And the thing most likely to make that happen sooner rather than later, he says, is a "thumping awful accident", another regulatory failure that leaves the legislators little choice but to act.

His thinking is bold, and in today's tense regulatory climate, controversial. Openly expressing sympathy for Labour Party ideas about stripping the Bank of England of its supervisory responsibilities and placing them with a newly-created Banking Commission, which he believes should be widened to embrace the SFA's responsibilities for the securities industry, he calls for an "imaginative re-drafting of the system", which suffers from "illogicalities in the framework". In particular, he says, the rapidly changing global financial markets and the nature of the firms dealing in them, require a new approach, especially with regard to the Securities and Investment Board, the City's lead regulator, and the Bank of England.

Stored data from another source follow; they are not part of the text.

PR #4224, opened 2026-07-17
Support authz code flow for oauth2 in OAGW.

genericaccount-de:
Support authz code flow for oauth2 in OAGW.

## Summary by CodeRabbit

* **New Features**
  * Added interactive OAuth 2.0 authorization-code enrollment endpoints (begin, callback, connection status, revocation) with per-user token handling.
  * Introduced an OAuth 2.0 auth-code built-in authentication option for protected upstream services.
  * Extended credstore capabilities with secret write/delete (private, tenant, and shared scoping).
* **Bug Fixes**
  * Preserved meaningful trailing slashes in normalized proxy paths.
  * Improved secret deletion scoping to respect tenant/global fallback and private isolation.
* **Documentation**
  * Updated OpenAPI specs and OAuth-related security policy details.
* **Chores**
  * Added support for HTTP 501 “Unimplemented” canonical errors.


gears/credstore/credstore-sdk/src/api.rs
```diff
@@ -25,4 +25,29 @@ pub trait CredStoreClientV1: Send + Sync {
...
+    /// Stores a secret, creating it or overwriting an existing value.
+    ///
+    /// The owning tenant and (for [`SharingMode::Private`]) the owner are
+    /// derived from `ctx`. Backends that only support a static, read-only
+    /// catalog return [`CredStoreError::Internal`].
+    ///
+    /// # Errors
+    ///
+    /// Returns `Err` for infrastructure failures or unsupported backends.
+    async fn put(
```
MikeFalcon77, line 41: **HIGH**

New put/delete added as required (no default) methods to the published consumer SDK trait CredStoreClientV1.

Any out-of-repo implementor of this V1 SDK trait fails to compile after upgrade — silent contract breakage.

Give put/delete default impls returning CredStoreError::Internal (as the docs already describe for read-only backends), or bump to a V2 trait.

gears/credstore/credstore-sdk/src/plugin_api.rs
```diff
@@ -16,4 +16,28 @@ pub trait CredStorePluginClientV1: Send + Sync {
...
+    /// Stores a secret in the backend, creating or overwriting it.
+    ///
+    /// The owning tenant and (for [`SharingMode::Private`]) the owner are
+    /// derived from `ctx`. Read-only backends return
+    /// [`CredStoreError::Internal`].
+    ///
+    /// # Errors
+    ///
+    /// Returns `Err` for backend failures or unsupported (read-only) backends.
+    async fn put(
```
MikeFalcon77, line 32: **HIGH**

New required put/delete added to the published CredStorePluginClientV1 plugin trait with no default impl.

Every external credstore plugin backend breaks on upgrade — accidental breaking API expansion on a V1 boundary.

Add default method bodies returning an unsupported/Internal error so read-only plugins stay source-compatible, or introduce a versioned trait.

libs/toolkit-auth/src/oauth2/authcode.rs
```diff
@@ -0,0 +1,530 @@
...
+        .next()
+        .ok_or_else(|| {
+            TokenError::InvalidResponse(
+                "protected-resource metadata advertised no authorization_servers".to_owned(),
+            )
+        })?;
+    let issuer = Url::parse(&issuer_str).map_err(|e| {
+        TokenError::InvalidResponse(format!("invalid authorization server URL: {e}"))
+    })?;
+    discover_authorization_server(client, &issuer).await
```
MikeFalcon77, line 239: **MEDIUM**

discover_from_resource follows the remote-supplied authorization_servers[0] and POSTs the auth code, PKCE verifier and refresh token to the discovered endpoints without validating the returned issuer matches the requested one (RFC 8414 §3.3) or enforcing https.

Malicious protected-resource metadata can redirect the token exchange to attacker-controlled or internal endpoints (OAuth mix-up / SSRF), exfiltrating the code and tokens.

Validate AuthorizationServerMetadata.issuer equals the requested issuer and that all discovered endpoints share that origin and use https before use.

gears/system/oagw/oagw/src/infra/oauth/enrollment.rs
```diff
@@ -0,0 +1,361 @@
...
+        let registration_endpoint = meta.registration_endpoint.as_ref().ok_or_else(|| {
+            DomainError::validation(
+                "authorization server does not support dynamic client registration",
+            )
+        })?;
+        let registered = authcode::register_client(
+            &http,
+            registration_endpoint,
+            &client_name,
+            std::slice::from_ref(&redirect_uri),
```
MikeFalcon77, line 229: **MEDIUM**

The caller-supplied redirect_uri from BeginOAuthRequest is passed straight into dynamic client registration and the authorize URL with no validation that it is an absolute https URL or an allowlisted callback.

Unvalidated redirect_uri is the canonical authorization-code interception vector; the authorization server delivers the code to whatever destination the request names.

Validate redirect_uri as an absolute https URL against an explicit allowlist (or OAGW's own callback) before registration and authorize-URL construction.

gears/system/oagw/oagw/src/infra/plugin/oauth2_auth_code_auth.rs
```diff
@@ -0,0 +1,242 @@
...
+/// Default safety margin: refresh once the token is within this window of
+/// expiry so it does not lapse mid-request.
+const DEFAULT_REFRESH_MARGIN: Duration = Duration::from_secs(60);
+
+/// Per-user token record persisted in credstore (JSON) by the OAGW management
+/// API and consumed by this plugin.
+///
+/// Self-contained so the plugin needs only the credstore `token_ref` in its
+/// binding config; the authorization-server coordinates travel with the record.
+#[derive(Debug, Clone, Serialize, Deserialize)]
```
MikeFalcon77: **MEDIUM**

OAuthTokenRecord derives Debug while holding plaintext access_token, refresh_token and client_secret as String.

A single debug log of this record leaks live bearer and refresh tokens, contradicting the module's own claim that secret material is never logged.

Wrap the token fields in SecretString or implement a redacting Debug so tokens and client secrets cannot appear in formatted output.

gears/system/oagw/oagw/src/infra/oauth/enrollment.rs
```diff
@@ -0,0 +1,361 @@
...
+/// used to discover the authorization server.
+const CONFIG_RESOURCE: &str = "resource";
+/// Config key naming the credstore `SecretRef` under which the per-user token
+/// record is stored (the `oauth2_auth_code` plugin reads the same key).
+const CONFIG_TOKEN_REF: &str = "token_ref";
+
+/// Short-lived state persisted between `begin` and `complete`, keyed by the
+/// CSRF `state`. Holds everything needed to complete the code exchange without
+/// re-discovering or re-registering.
+#[derive(Debug, Clone, Serialize, Deserialize)]
```
MikeFalcon77: **MEDIUM**

PendingAuthorization derives Debug while holding plaintext client_secret and code_verifier as String.

Any accidental debug-formatting leaks OAuth secret material, defeating the SecretString redaction discipline used elsewhere.

Store client_secret and code_verifier as SecretString, or drop the Debug derive / implement a redacting Debug.

gears/system/oagw/oagw/src/infra/plugin/oauth2_auth_code_auth.rs
```diff
@@ -0,0 +1,242 @@
...
+pub struct OAuthTokenRecord {
```
MikeFalcon77: **MEDIUM**

OAuthTokenRecord is a durably-persisted (credstore JSON) contract written by the enrollment service and read independently by the plugin, but carries no schema/version field.

Any rename or type change to a required field silently fails to deserialize previously stored records at request time (surfaced only as 'corrupt token record'), and the two readers/writers can diverge.

Add an explicit version discriminator to the serialized record and handle unknown versions explicitly on read.

gears/system/oagw/oagw/src/infra/oauth/enrollment.rs
```diff
@@ -0,0 +1,361 @@
...
+use toolkit_auth::oauth2::types::SecretString;
+use toolkit_security::SecurityContext;
+use url::Url;
+use uuid::Uuid;
+
+use crate::domain::error::DomainError;
+use crate::domain::services::{
+    ControlPlaneService, OAuthBeginOutcome, OAuthConnectionStatus, OAuthEnrollmentService,
+};
+use crate::infra::plugin::oauth2_auth_code_auth::OAuthTokenRecord;
```
MikeFalcon77: **MEDIUM**

infra/oauth/enrollment.rs imports the shared serialization type OAuthTokenRecord from the sibling plugin module infra/plugin/oauth2_auth_code_auth, so the persistence contract written here is owned by an unrelated plugin module.

The token record is the shared contract between the enrollment writer and the plugin reader; burying it in one plugin couples the two infra submodules and obscures ownership, inviting drift.

Move OAuthTokenRecord (and now_unix) into a shared module (e.g. infra/oauth) that both the plugin and the enrollment service depend on.

gears/system/oagw/oagw-sdk/src/api.rs
```diff
@@ -154,4 +166,50 @@ pub trait ServiceGatewayClientV1: Send + Sync {
...
+    // -- Interactive OAuth authorization management --
+    //
+    // Default implementations return an `unimplemented` canonical error so
+    // that transport shims and test doubles need not implement them; the
+    // in-process gateway facade overrides all four.
+
+    /// Begin an interactive OAuth authorization-code flow for an upstream on
+    /// behalf of the calling user (discovery + dynamic client registration +
+    /// PKCE), returning the browser authorization URL and CSRF state.
+    async fn begin_oauth_authorization(
```
MikeFalcon77: **MEDIUM**

The four new OAuth methods on ServiceGatewayClientV1 default-implement to CanonicalError::internal(...), masking a missing implementation as a runtime 500 and misusing the 'internal' category for an unimplemented feature.

An implementor that forgets to override gets a silent runtime 500 (misclassified as internal, not unimplemented/501) instead of a build failure; the type system no longer enforces trait completeness.

Make the methods required (no default), or if defaults are kept return an unimplemented/not-implemented canonical category rather than internal.

gears/system/oagw/oagw/src/infra/oauth/enrollment.rs
```diff
@@ -0,0 +1,361 @@
...
+                &token_ref,
+                SecretValue::new(json),
+                SharingMode::Private,
+            )
+            .await
+            .map_err(|e| DomainError::internal(format!("credstore put error: {e}")))?;
+
+        // Best-effort cleanup of the pending record; failure here does not
+        // invalidate the successful enrollment.
+        let _ = self.credstore.delete(ctx, &state_ref).await;
```
MikeFalcon77: **MEDIUM**

Pending-record cleanup `let _ = self.credstore.delete(ctx, &state_ref).await;` swallows the delete error with no log.

A failed cleanup silently leaves a pending record containing secret material (code_verifier, client_secret) in credstore with zero operational visibility, so leaks accumulate invisibly.

Log the delete error at warn (with state_ref context) before continuing instead of discarding the Result.

gears/system/oagw/oagw/src/infra/plugin/oauth2_auth_code_auth.rs
```diff
@@ -0,0 +1,242 @@
...
+                    scope: tokens.scope.clone().or_else(|| record.scope.clone()),
+                };
+                self.persist(ctx, &secret_ref, &refreshed).await?;
+                inject_bearer(ctx, &refreshed.access_token);
+                Ok(())
+            }
+            Err(PluginError::AuthorizationRequired(_)) => {
+                // Refresh rejected or unavailable: drop the stale record and
+                // require the user to re-authorize.
+                let _ = self
```
MikeFalcon77: **MEDIUM**

The stale-record eviction after a rejected refresh uses `let _ = self.credstore.delete(...).await;`, discarding the error silently.

A failed delete leaves an invalid token record that re-fails on every subsequent request with no signal, hiding a persistent credstore problem.

Capture and log the delete failure at warn before returning AuthorizationRequired.

gears/system/oagw/oagw/src/infra/plugin/oauth2_auth_code_auth.rs
```diff
@@ -0,0 +1,242 @@
...
+            .as_ref()
+            .map(|s| SecretString::new(s.clone()));
+        let refresh_ss = SecretString::new(refresh.clone());
+        let scopes: Vec<String> = record
+            .scope
+            .as_deref()
+            .map(|s| s.split_whitespace().map(String::from).collect())
+            .unwrap_or_default();
+
+        let http = toolkit_http::HttpClientBuilder::with_config(self.http_config.clone())
```
MikeFalcon77: **MEDIUM**

A fresh HttpClient is built on every token refresh via HttpClientBuilder inside refresh(), discarding the connection pool and re-running TLS/root-cert setup each call.

authenticate() runs on the proxy request path; rebuilding the client per refresh loses keep-alive reuse to the token endpoint and repeats expensive TLS/cert init, adding request latency.

Build the HttpClient once (OnceCell/lazily-initialized field or at wiring time) and reuse the pooled client across refresh calls.

gears/system/oagw/oagw/src/infra/oauth/enrollment.rs
```diff
@@ -0,0 +1,361 @@
...
+    ) -> Self {
+        Self {
+            cp,
+            credstore,
+            http_config,
+        }
+    }
+
+    fn http(&self) -> Result<toolkit_http::HttpClient, DomainError> {
+        toolkit_http::HttpClientBuilder::with_config(self.http_config.clone())
```
MikeFalcon77: **MEDIUM**

OAuthEnrollmentServiceImpl::http() constructs a new HttpClient per operation, so each begin/complete flow rebuilds the client and pool for its multiple sequential requests.

Rebuilding reqwest-backed clients repeats TLS/root-cert setup and prevents connection reuse across the discovery/registration/exchange round-trips, adding avoidable latency.

Construct the HttpClient once (OnceCell or at wiring time) and reuse it across operations.

libs/toolkit-auth/src/oauth2/authcode.rs
```diff
@@ -0,0 +1,530 @@
...
+            .field("verifier", &"[REDACTED]")
+            .field("challenge", &self.challenge)
+            .finish()
+    }
+}
+
+impl Pkce {
+    /// Generate a fresh PKCE pair from 32 bytes of randomness.
+    #[must_use]
+    pub fn generate() -> Self {
```
MikeFalcon77, line 376: **MEDIUM**

Pkce::generate has no unit test verifying the S256 contract (challenge == base64url(SHA256(verifier))) or that the verifier is URL-safe/high-entropy.

PKCE is the core defense of the authorization-code flow; a broken challenge derivation would ship silently since nothing asserts the verifier/challenge relationship.

Add a test that recomputes URL_SAFE_NO_PAD(SHA256(verifier)) and asserts it equals challenge, and asserts method()=="S256".

libs/toolkit-auth/src/oauth2/authcode.rs
```diff
@@ -0,0 +1,530 @@
...
+
+/// Build the browser authorization-request URL (RFC 6749 §4.1.1 + PKCE).
+///
+/// Only scopes advertised by the server should be passed in `scopes`.
+///
+/// # Errors
+///
+/// Returns [`TokenError::ConfigError`] if `authorization_endpoint` is not a
+/// valid URL.
+pub fn build_authorize_url(
```
MikeFalcon77, line 513: **MEDIUM**

build_authorize_url has no unit test asserting the emitted query params (response_type=code, state, code_challenge, code_challenge_method=S256, scope join) or its ConfigError path.

This function builds the security-critical browser authorization request; wrong/missing state or code_challenge params would not be caught since no test inspects the produced URL.

Add tests parsing the returned Url and asserting each expected query pair (including code_challenge_method=S256 and space-joined scopes), plus an Err case for a malformed endpoint.

gears/system/oagw/oagw/src/infra/oauth/enrollment_tests.rs
```diff
@@ -0,0 +1,426 @@
...
+    let svc = service_with(
+        Some(upstream_with_auth(&resource, TOKEN_REF)),
+        credstore.clone(),
+    );
+
+    let outcome = svc
+        .begin(
+            &test_ctx(),
+            Uuid::nil(),
+            vec!["read".to_owned()],
```
MikeFalcon77: **MEDIUM**

The begin tests only pass an already-supported scope or an empty list, so the scope-intersection filter in begin (drops scopes not in scopes_supported) is never exercised and the authorize-URL scope param is never asserted.

Scope intersection is a security control (prevents requesting unadvertised/over-broad scopes); with only supported/empty inputs the filter could be removed and every test would still pass.

Add a begin test requesting a mix of supported and unsupported scopes (e.g. ["read","admin"]) and assert authorization_url contains scope=read and not admin.

gears/system/oagw/oagw/src/infra/oauth/enrollment_tests.rs
```diff
@@ -0,0 +1,426 @@
...
+}
+
+#[tokio::test]
+async fn begin_then_complete_persists_token_record() {
+    let server = MockServer::start();
+    mount_discovery(&server);
+    server.mock(|when, then| {
+        when.method(POST)
+            .path("/token")
+            .body_includes("grant_type=authorization_code")
```
MikeFalcon77, line 398: **MEDIUM**

The complete-flow token mock matches only grant_type and code, so the PKCE code_verifier that begin generated is never asserted to be sent on the exchange.

PKCE binding is only effective if the verifier is actually transmitted on code exchange; the test would still pass if code_verifier were dropped from the request.

Add .body_includes("code_verifier=") (and ideally redirect_uri) to the /token mock matcher so the exchange is bound to the PKCE verifier.

gears/system/oagw/oagw/src/infra/plugin/oauth2_auth_code_auth_tests.rs
```diff
@@ -0,0 +1,140 @@
...
+            .header("content-type", "application/json")
+            .body(r#"{"access_token":"at-new","refresh_token":"rt-new","expires_in":3600,"token_type":"Bearer"}"#);
+    });
+
+    let record = record_json(now_unix() - 10, Some("rt-old"), &token_ep);
+    let plugin = plugin_with(vec![(TOKEN_REF.to_owned(), record)]);
+    let mut ctx = ctx_with_token_ref();
+
+    plugin.authenticate(&mut ctx).await.unwrap();
+    assert_eq!(ctx.headers.get("authorization").unwrap(), "Bearer at-new");
```
MikeFalcon77, line 239: **MEDIUM**

expired_with_refresh_injects_new_bearer uses MockCredStoreClient whose put/delete are no-ops, so it only asserts the injected header and never verifies the rotated record (refresh_token=rt-new) is persisted back.

Refresh-token rotation persistence is security-critical (the old refresh token must be replaced); with a no-op store the persist() call could be deleted and this test would still pass.

Use a stateful credstore mock and assert the stored record contains access_token=at-new and refresh_token=rt-new after authenticate.

gears/system/oagw/oagw/src/infra/oauth/enrollment.rs
```diff
@@ -0,0 +1,361 @@
...
+    client_id: String,
+    #[serde(default, skip_serializing_if = "Option::is_none")]
+    client_secret: Option<String>,
+    code_verifier: String,
+    redirect_uri: String,
+    #[serde(default)]
+    scopes: Vec<String>,
+}
+
+fn now_unix() -> i64 {
```
MikeFalcon77: **LOW**

now_unix() is duplicated verbatim in both infra/oauth/enrollment.rs and infra/plugin/oauth2_auth_code_auth.rs.

The same time-conversion logic (including i64::try_from saturation) is implemented twice, so a change must be made in two places.

Extract now_unix() into a single shared helper and import it from both call sites.

gears/system/oagw/oagw-sdk/src/api.rs
striped-zebra-dev: That 100% shall not be a part of the api.

MikeFalcon77: doc reference: https://github.com/constructorfabric/gears-rust/pull/4225

MikeFalcon77:
Don't add these to the public SDK, and rework the token/state storage.

1. The 4 new methods on ServiceGatewayClientV1 are not needed.

The REST handlers already call the internal OAuthEnrollmentService directly (state.oauth.begin(...)), not the SDK trait. So begin_oauth_authorization and the other three methods on ServiceGatewayClientV1 are a second, duplicate entry point into the same internal service — they serve no real caller.

They also can't work cross-gear: the default impl returns unimplemented, so any HTTP transport shim returns an error. They only work for an in-process caller — which is the same process as OAGW and would just use the internal service or REST anyway.

And the flow itself is a browser redirect + user consent. That is an HTTP/REST interaction (frontend/BFF), not an in-process Rust call between gears. An in-process caller has nothing to do with authorization_url.

=> Remove the 4 trait methods and oagw-sdk/src/oauth.rs. Keep enrollment on REST + the internal OAuthEnrollmentService. The cross-gear contract stays unchanged. Re-auth is signaled through the existing CanonicalError / FailureReason::AuthorizationRequired.

2. POST /oauth/complete sends the raw authorization code through the consumer.

In a standard OAuth client, the callback (GET /oauth/callback?code&state) is the completion. There is no separate complete step, and the code never leaves OAGW. The current design routes the code back through the caller, which is weaker and non-standard.

=> Replace POST /oauth/complete with a standard callback endpoint.

3. Storage layering is wrong.

OAuthTokenRecord (the shared storage contract) is defined inside the data-plane plugin, and the enrollment service imports it from there. This is an inverted dependency. The record type doesn't belong to the plugin.
The storage location is a token_ref config string, parsed independently in two places (plugin parse_config and enrollment resolve_binding, both doing strip_prefix("cred://")). If they drift, the plugin reads a different ref than enrollment wrote. This is misconfigurable by design.
Transient PKCE/CSRF PendingAuthorization is stored in CredStore. CredStore is durable secret storage with no TTL. Putting single-use, 5-minute state there is a misuse: if complete never happens, the record is orphaned (the manual expires_at_unix + best-effort delete does not fix this).
=> Introduce one UserTokenStore seam that owns the record type and derives the key from (subject, upstream_id) — used by both the plugin and enrollment, so there is no string convention to keep in sync. Keep the pending PKCE/CSRF state in a separate in-memory TTL store, not in CredStore.

The plugin and enrollment should stay decoupled (they communicate only through the token store — that part is fine), but through one shared seam, not a record type owned by the plugin plus a duplicated config key.

The draft in #4225 already describes exactly this: no SDK growth, standard callback, dedicated UserTokenStore, ephemeral pending store. I'd align this PR with that.

gears/system/oagw/oagw/src/api/rest/routes/oauth.rs
```diff
@@ -0,0 +1,91 @@
...
+        .handler(handlers::oauth::connection_status)
+        .json_response_with_schema::<dto::OAuthConnectionStatusResponse>(
+            openapi,
+            http::StatusCode::OK,
+            "OAuth connection status",
+        )
+        .standard_errors(openapi)
+        .register(router, openapi);
+
+    if writable {
```
mattgarmon: We can ignore `writable` for these endpoints and include them anyway.
This flag is used to manage CRUD for upstreams/routes when using GTS provisioned entities.

mattgarmon:
Hi @genericaccount-de,

As you know, @striped-zebra-dev has a draft design for this plugin here: #4225 
Ideally, we would resolve the open design questions and merge it first, although @striped-zebra-dev is away on PTO this week.

My take:
- We are mostly aligned now, aside from a few divergences that affect scenarios
- There are some unresolved questions which may change how this implementation is done - some of these can come as follow-up PRs

Critical divergences (should be fixed in this PR):
- Re-auth contract. Map PluginError::AuthorizationRequired to a new AUTHORIZATION_REQUIRED reason (distinct from AUTH_PLUGIN_FAILED/AUTH_PLUGIN_INTERNAL), project it to FailureReason::AuthorizationRequired { authorization_url }, and emit a WWW-Authenticate challenge at the proxy boundary. It currently collapses into PLUGIN_FAILED (proxy/service.rs), which fails scenarios 9.13 and 9.15.
- Callback completes the browser flow. Make code/error optional in OAuthCallbackQuery, handle ?error=... redirects, and return a browser-completing response (HTML or 302) instead of 204. Fixes scenario 9.11.

Other divergences (should be aligned and/or fixed in this PR):
- `return_to` - currently missing entirely; consumer-supplied + allowlisted, callback redirects to it.
- `redirect_uri` - currently caller-supplied with no allowlist; must be deployment config/allowlist, never from the caller. (Security-sensitive)
- `resource` - currently mandatory; must be optional with discovery fallback from the upstream's own 401 WWW-Authenticate.
- `scope` source - currently taken from the request body; should come from the upstream auth.config.

Other points (should also be fixed in this PR):
- FIPS/crypto. The FIPS verification failure is the newly-direct sha2 dependency in toolkit-auth - the cargo-deny deny-fips.toml gate flags it (the DE0708 Dylint allow-list is a separate gate, which is why Dylint Tests is also still red and needs its fixture updated). Compute the PKCE SHA-256 via the FIPS-validated provider already in the graph rather than pulling RustCrypto sha2. That removes the direct dep and clears both FIPS verification and Dylint Tests.
- Single-instance constraint. I am okay keeping the in-memory pending store for the moment (see follow-ups), please document the single-instance constraint.

Follow-ups:
- Stateless-state variant (#4225 open question #3). I believe we should move toward this. It bundles a pre-registered client (config) + a self-contained encrypted state, which lets us drop the in-memory pending store and removes the single-instance constraint. This is also where the client-model work belongs: the current DCR-only implementation is fine for now (all near-term upstreams support DCR), and pre-registered is only needed once we go stateless or need to enroll a non-DCR authorization server. We have no multi-instance deployments today, so the in-memory store is fine for single-instance/dev, and this can be a follow-up PR once the design is ratified in #4225.
- Durable token persistence. The in-memory/static CredStore is fine for dev, and this works in Acronis Cloud by pointing the credstore plugin at the actual Cred Store service. The adapter (acronis-credstore-plugin in oagw-ng) currently implements only the read path, so durable put/delete needs to be added there for tokens to persist in production - can be done as a separate PR in that repo.
- (Forward-looking) Client ID Metadata Documents. Not in #4225, but the latest MCP spec (2025-11-25) deprecates DCR in favor of CIMD (an HTTPS URL as client_id). Worth tracking as a later enhancement, not required now.
- (Design, pending #4225) Callback topology. Decide whether OAGW's callback is ever publicly exposed vs relayed via a BFF. If relayed, the BFF should bind the flow to the initiating user's session and verify it matches the subject_id - this mitigates cross-user OAuth session fixation, which PKCE alone does not prevent.

We will also want to create missing ADRs in #4225, so the follow-ups have a ratified design to build against.

gears/system/oagw/oagw/src/infra/proxy/service.rs
```diff
@@ -1255,6 +1263,19 @@ async fn execute_auth_plugin(
                     instance: instance_uri.to_string(),
                 }
             }
+            crate::domain::plugin::PluginError::AuthorizationRequired(_) => {
```
mattgarmon: (NON-BLOCKING)

The `AUTHORIZATION_REQUIRED` typed reason is emitted, but the resource hint is dropped here and the 401 carries no `WWW-Authenticate: Bearer` challenge, so the re-auth signal #4225 describes isn't fully here. 

This is open question 6 (#4225). Likely fine to defer if the current typed reason is enough for the consumer - flagging so it's a conscious call.

The correct fix, for when the challenge shape is pinned: 
- Add a `resource: Option<String>` field to `AuthenticationFailed` and stop discarding it here (bind the value instead of _, threading through the resource from `PluginError::AuthorizationRequired`). 
- In the canonical mapping attach it via `.with_resource(...)` so it lands as `resource_name`. Then emit the `WWW-Authenticate` header naming the resource plus the OAGW authorize endpoint (POST /oagw/v1/upstreams/{id}/oauth/authorize) - on both the axum error_response path and the Pingora error path, since they build responses separately. 
- Note the data plane only knows the resource, not a fully-formed `authorization_url` (that's minted by begin), so the challenge should reference the authorize endpoint, not a ready-to-follow URL. Optionally project it into the SDK as `FailureReason::AuthorizationRequired { resource_name }`, keeping the flat `as_wire`/`from_wire` round-trip intact (return the bare wire constant, reconstruct with an empty payload) so the round-trip tests still pass.

libs/toolkit-auth/Cargo.toml
```diff
@@ -41,6 +41,9 @@ url = { workspace = true }
 # OAuth2 token lifecycle
 rand = { workspace = true }
 base64 = { workspace = true }
+# FIPS-validated SHA-256 for the PKCE S256 code-challenge (same crypto provider
+# the platform installs at bootstrap); avoids a direct RustCrypto `sha2` dep.
+aws-lc-rs = { workspace = true }
```
mattgarmon: (BLOCKING)

This adds a direct `aws-lc-rs` dependency and computes the S256 challenge via `aws_lc_rs::digest::SHA256`, with a comment claiming it's "same crypto backend the platform installs at bootstrap." 

That's only true in non-FIPS builds, see https://github.com/constructorfabric/gears-rust/blob/main/libs/toolkit/src/bootstrap/crypto.rs#L113

Please route the PKCE hash through the already-installed `rustls::crypto::CryptoProvider`, which exposes SHA-256 via the `crypto::hash::Hash` trait (every backend implements it). 

Suggested shared helper in `toolkit::bootstrap::crypto`:
```
use rustls::SupportedCipherSuite;
use rustls::crypto::CryptoProvider;
use rustls::crypto::hash::HashAlgorithm;
 
/// Compute a SHA-256 digest through the process-wide rustls [`CryptoProvider`]
/// installed by [`init_crypto_provider`].
///
/// FIPS-safe way for gears to hash arbitrary bytes: the digest is produced by
/// the same validated module backing TLS (aws-lc-fips on Linux, Apple
/// corecrypto on macOS, Windows CNG, or aws-lc-rs in non-FIPS builds) rather
/// than a directly-linked hash crate. Do **not** depend on
/// `sha2`/`aws-lc-rs`/`ring` directly for hashing.
///
/// # Panics
///
/// Panics if no crypto provider is installed (call [`init_crypto_provider`]
/// first) or if it exposes no SHA-256 cipher suite — both are startup
/// invariants; failing closed beats hashing outside the validated module.
#[must_use]
pub fn sha256(data: &[u8]) -> [u8; 32] {
    let provider = CryptoProvider::get_default()
        .expect("no CryptoProvider installed — call toolkit::bootstrap::init_crypto_provider() first");
 
    let hash = provider
        .cipher_suites
        .iter()
        .find_map(|cs| {
            let common = match cs {
                SupportedCipherSuite::Tls13(cs) => &cs.common,
                SupportedCipherSuite::Tls12(cs) => &cs.common,
            };
            (common.hash_provider.algorithm() == HashAlgorithm::SHA256)
                .then_some(common.hash_provider)
        })
        .expect("installed CryptoProvider has no SHA-256 cipher suite");
 
    let output = hash.hash(data);
    let mut buf = [0u8; 32];
    buf.copy_from_slice(output.as_ref());
    buf
}
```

"If we started with a blank sheet of paper, we would certainly not be where we are now. I am not immutably wedded to the current system. Some of the proposals of the Labour Party and the Treasury and Civil Service Select Committee are well worth considering by all of us in regulation."

In its report last month on financial services the Treasury committee, responding to deep dissatisfaction over the Bank of England's role in the Baring's collapse, raised the prospect of shifting supervisory responsbilities to an independent body, and asked the Treasury to look into this. Unsurprisingly, the Bank of England is hugely sensitive to the slightest hint that it is not up to the supervisory job. But Mr Durlacher, just a month in the chairman's seat at the SFA, seems little concerned about the Bank's feelings.

"I think you have got to grapple with the problem that the most important firms involved in the securities industry are bank-owned and therefore what they do through securities trading affects the standing and profitability of banks. They could cause a run on banks and therefore the lender of last resort role of the Bank of England could come into play."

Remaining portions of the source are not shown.